We then investigated whether the changes in DNA methylation at sex-independent and sex-dependent DMRs were associated with altered gene expression. To this end, we first interrogated RNA-seq read count data for each of the three sex-independent genes from control and Pb-exposed males and females. RNA utilized in the RNA-seq analysis was extracted from the same tissue samples utilized for ERRBS. Gene expression data for Rbfox1, Galnt2, and Pi16 are depicted in Figure 7C–E. Rbfox1 exhibited trends toward increased and decreased expression in males and females, respectively that did not reach statistical significance (Figure 7C). For Galnt2, we observed a significant increase in expression in females but not males (Figure 7D). No significant changes were observed in expression of Pi16 (Figure 7E). Among cardiovascular disease-relevant, differentially methylated genes in males, Atg5, Ank2, Cux1 and Lamp2 exhibited significant increases in gene expression. Expression of Tmod1, Smad6, Slc26a6 and Prkce were not significantly different between Pb and control (Supplementary Figure S2A). In females, expression of Akap1 was significantly increased and Grk5 was significantly decreased. The remaining genes showed no significant changes in expression with Pb exposure (Supplementary Figure S2B).

4. Discussion

Although there are clear sex differences in cardiac physiology and pathophysiology [3], the sex-specific effects of environmental exposures on cardiovascular health are poorly understood. In this work, we demonstrate that Pb exposure during gestation and lactation leads to changes in DNA methylation in the heart that are present in adulthood. The levels of Pb used in this study result in maternal blood Pb levels comparable to those currently observed in women of child-bearing age in poorer countries [62]. Although blood Pb levels have fallen significantly in the US since the 1970s–1980s, levels within this range were not uncommon during the mid-late 20th century [63]. Importantly, children exposed to higher levels of Pb during pregnancy in the mid-late 20th century are now at an age in which CVDs are of significant concern. Our findings are novel for several reasons. To our knowledge, this is the first report demonstrating that Pb exposure during early development leads to altered cardiac epigenetic programming that is present in adulthood. Moreover, sex-specific effects of Pb exposure on the cardiac epigenome have not yet been investigated. Indeed, although the effects of Pb on the nervous system are well-established, this work contributes to a growing body of evidence highlighting potential adverse effects of this metal on the cardiovascular system.
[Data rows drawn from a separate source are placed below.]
PR #1763, opened 2025-02-11
Revert "fuse only consecutive symbols (#1608)"

IvanYashchuk:
This reverts commit f2d715240555ca787fbdbba6f42c6f9d422ae0c3.

Testing CI. I will add the description later.

### DIFF
--- a/thunder/executors/data_dependent_partition.py
+++ b/thunder/executors/data_dependent_partition.py
@@ -1,0 +1,303 @@
+from __future__ import annotations
+
+from typing import List, Set
+from collections.abc import Callable
+from copy import copy
+from itertools import chain
+
+import thunder.core.utils as utils
+from thunder.core.trace import TraceCtx
+from thunder.core.symbol import BoundSymbol
+from thunder.core.proxies import variableify, Proxy
+import thunder.core.prims as prims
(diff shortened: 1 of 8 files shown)


t-vi:
I'm all for increasing the amount of fusion we do, bringing back the stuff that reodered things without regard to memory consumption, is not the solution, though.

IvanYashchuk:
What is the benchmark command for testing memory consumption differences?

We need to restore to the state when we had better performance on the benchmarks we're tracking and then improve memory consumption without regressing on performance for the rest of the benchmark configurations.

t-vi:
It was using the benchmark code with various parameters, in particular with and without checkpointing.

And in my experience, the code "randomly" (as in probably determined somehow, but not reliably controlled) reordered operations without regard to memory consumption.
We cannot reorder operations without regard to memory consumption. Sure, it might be better if you get lucky, but it will be arbitrarily bad for other use cases.
I'm not sure why we're trying to return to the brittleness that this thing was.

IvanYashchuk:
@t-vi, is there anything else you would like to see implemented before merging this PR?

t-vi (approved):
Thank you @IvanYashchuk  Let's merge keeping it off for the non-dynamo path now, too.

4.1. Genome-Wide Changes in DNA Methylation with Developmental Pb Exposure

In this work, we discovered that exposure to Pb during gestation and lactation resulted in genome-wide changes in cardiac tissue DNA methylation. In both males and females, DMCs and DMRs were enriched in introns and intergenic regions of the genome, consistent with what we observed previously for DEHP [8] and BPA [35] exposures. Intergenic and intronic regions of the genome harbor enhancers and other regulatory elements critical for the regulation of tissue-specific gene expression [64]. Likewise, dynamic DNA methylation at these elements is critically important for regulation of normal tissue differentiation, and is de-regulated in the context of diseases such as cancer [65]. Consistent with this, GREAT pathway analysis revealed enrichment of pathways associated with development and epigenetic regulation. In males, this included the regulation of the Notch pathway, as well as smoothened signaling, a component of the hedgehog pathway. Both pathways play critical roles in normal cardiac development, as well as in adult cardiovascular diseases [37,38,66]. In females, these included pathways associated with lysine (H3K36) demethylation and arginine hydroxylation, epigenetic processes that are important for regulation of chromatin structure and function in the heart and other tissues [67,68]. As a complementary approach, we conducted STRING network analysis and found that, in males, genes associated with the DMRs interacted in networks associated with cardiovascular development and disease, including Afap1, Prkce, Atg5, Tmod1, Bcas3, Cux1, and Hnrnpu [47,50,52,69,70,71,72]. The implications of altered DNA methylation at these development and disease-relevant loci for long-term cardiac health require further investigation.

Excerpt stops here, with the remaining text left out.